## REQUIREMENT:
State the number of lines in the entries below where the string "reason" occurs, and omit everything else.

## LISTED RECORDS:
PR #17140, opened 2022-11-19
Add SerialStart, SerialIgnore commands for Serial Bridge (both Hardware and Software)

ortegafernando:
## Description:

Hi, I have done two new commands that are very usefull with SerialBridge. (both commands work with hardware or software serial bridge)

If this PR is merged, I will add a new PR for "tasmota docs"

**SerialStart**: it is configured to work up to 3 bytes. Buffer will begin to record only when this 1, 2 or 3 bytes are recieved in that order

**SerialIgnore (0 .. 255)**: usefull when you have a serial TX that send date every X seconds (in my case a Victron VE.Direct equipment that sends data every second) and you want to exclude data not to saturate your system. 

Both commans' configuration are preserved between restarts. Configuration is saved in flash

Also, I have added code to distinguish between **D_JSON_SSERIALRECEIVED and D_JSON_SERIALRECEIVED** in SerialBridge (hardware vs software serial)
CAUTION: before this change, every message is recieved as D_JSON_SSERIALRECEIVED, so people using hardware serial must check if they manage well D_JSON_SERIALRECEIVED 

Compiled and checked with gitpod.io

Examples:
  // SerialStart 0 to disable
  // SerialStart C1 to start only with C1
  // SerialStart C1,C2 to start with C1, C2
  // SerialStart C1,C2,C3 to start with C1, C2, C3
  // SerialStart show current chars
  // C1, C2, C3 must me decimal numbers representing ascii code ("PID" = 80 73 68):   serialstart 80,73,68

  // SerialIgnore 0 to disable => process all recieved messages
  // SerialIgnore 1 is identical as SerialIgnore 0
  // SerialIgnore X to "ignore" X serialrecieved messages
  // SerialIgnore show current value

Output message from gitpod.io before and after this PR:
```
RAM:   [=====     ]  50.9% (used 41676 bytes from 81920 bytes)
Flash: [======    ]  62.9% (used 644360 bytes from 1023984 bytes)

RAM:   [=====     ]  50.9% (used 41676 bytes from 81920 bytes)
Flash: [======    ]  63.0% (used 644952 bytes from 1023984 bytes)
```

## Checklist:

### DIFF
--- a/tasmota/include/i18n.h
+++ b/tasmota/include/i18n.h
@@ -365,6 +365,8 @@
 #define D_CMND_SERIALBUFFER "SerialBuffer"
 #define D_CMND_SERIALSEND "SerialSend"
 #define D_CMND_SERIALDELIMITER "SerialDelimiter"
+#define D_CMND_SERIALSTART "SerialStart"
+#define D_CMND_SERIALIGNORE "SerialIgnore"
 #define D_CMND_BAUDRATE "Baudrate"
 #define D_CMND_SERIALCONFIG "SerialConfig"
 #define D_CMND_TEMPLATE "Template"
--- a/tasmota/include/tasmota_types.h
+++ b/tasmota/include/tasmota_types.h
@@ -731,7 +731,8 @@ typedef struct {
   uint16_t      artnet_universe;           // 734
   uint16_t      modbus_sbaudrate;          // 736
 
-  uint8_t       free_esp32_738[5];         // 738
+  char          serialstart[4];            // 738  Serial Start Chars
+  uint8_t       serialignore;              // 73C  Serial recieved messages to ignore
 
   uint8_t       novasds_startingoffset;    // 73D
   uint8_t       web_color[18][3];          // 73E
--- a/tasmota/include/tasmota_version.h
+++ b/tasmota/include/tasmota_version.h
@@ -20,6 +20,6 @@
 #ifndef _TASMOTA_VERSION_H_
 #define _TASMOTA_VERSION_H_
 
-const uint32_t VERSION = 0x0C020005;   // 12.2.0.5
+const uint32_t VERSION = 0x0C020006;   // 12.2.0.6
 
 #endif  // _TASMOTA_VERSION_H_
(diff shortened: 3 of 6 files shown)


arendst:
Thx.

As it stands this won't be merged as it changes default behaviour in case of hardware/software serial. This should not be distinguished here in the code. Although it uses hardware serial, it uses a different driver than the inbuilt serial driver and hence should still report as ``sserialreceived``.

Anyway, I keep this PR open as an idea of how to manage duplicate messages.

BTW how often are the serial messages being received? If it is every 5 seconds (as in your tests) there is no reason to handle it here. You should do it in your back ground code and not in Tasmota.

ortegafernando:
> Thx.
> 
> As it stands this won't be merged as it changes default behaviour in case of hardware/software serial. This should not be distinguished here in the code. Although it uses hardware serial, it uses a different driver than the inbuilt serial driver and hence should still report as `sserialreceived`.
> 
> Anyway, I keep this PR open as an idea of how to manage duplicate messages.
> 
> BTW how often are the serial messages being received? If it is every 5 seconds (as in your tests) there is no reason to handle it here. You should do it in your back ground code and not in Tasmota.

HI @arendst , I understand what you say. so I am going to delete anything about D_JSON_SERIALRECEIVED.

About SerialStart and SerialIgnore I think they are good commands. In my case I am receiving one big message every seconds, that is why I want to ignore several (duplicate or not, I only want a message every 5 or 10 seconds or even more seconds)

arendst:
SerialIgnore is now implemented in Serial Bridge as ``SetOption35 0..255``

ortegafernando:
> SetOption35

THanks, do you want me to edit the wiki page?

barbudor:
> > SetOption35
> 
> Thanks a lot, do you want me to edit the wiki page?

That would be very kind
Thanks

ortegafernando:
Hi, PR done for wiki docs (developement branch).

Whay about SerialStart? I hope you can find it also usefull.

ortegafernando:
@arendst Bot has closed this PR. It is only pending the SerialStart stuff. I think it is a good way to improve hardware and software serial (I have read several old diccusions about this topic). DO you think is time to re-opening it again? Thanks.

## ANSWER:
2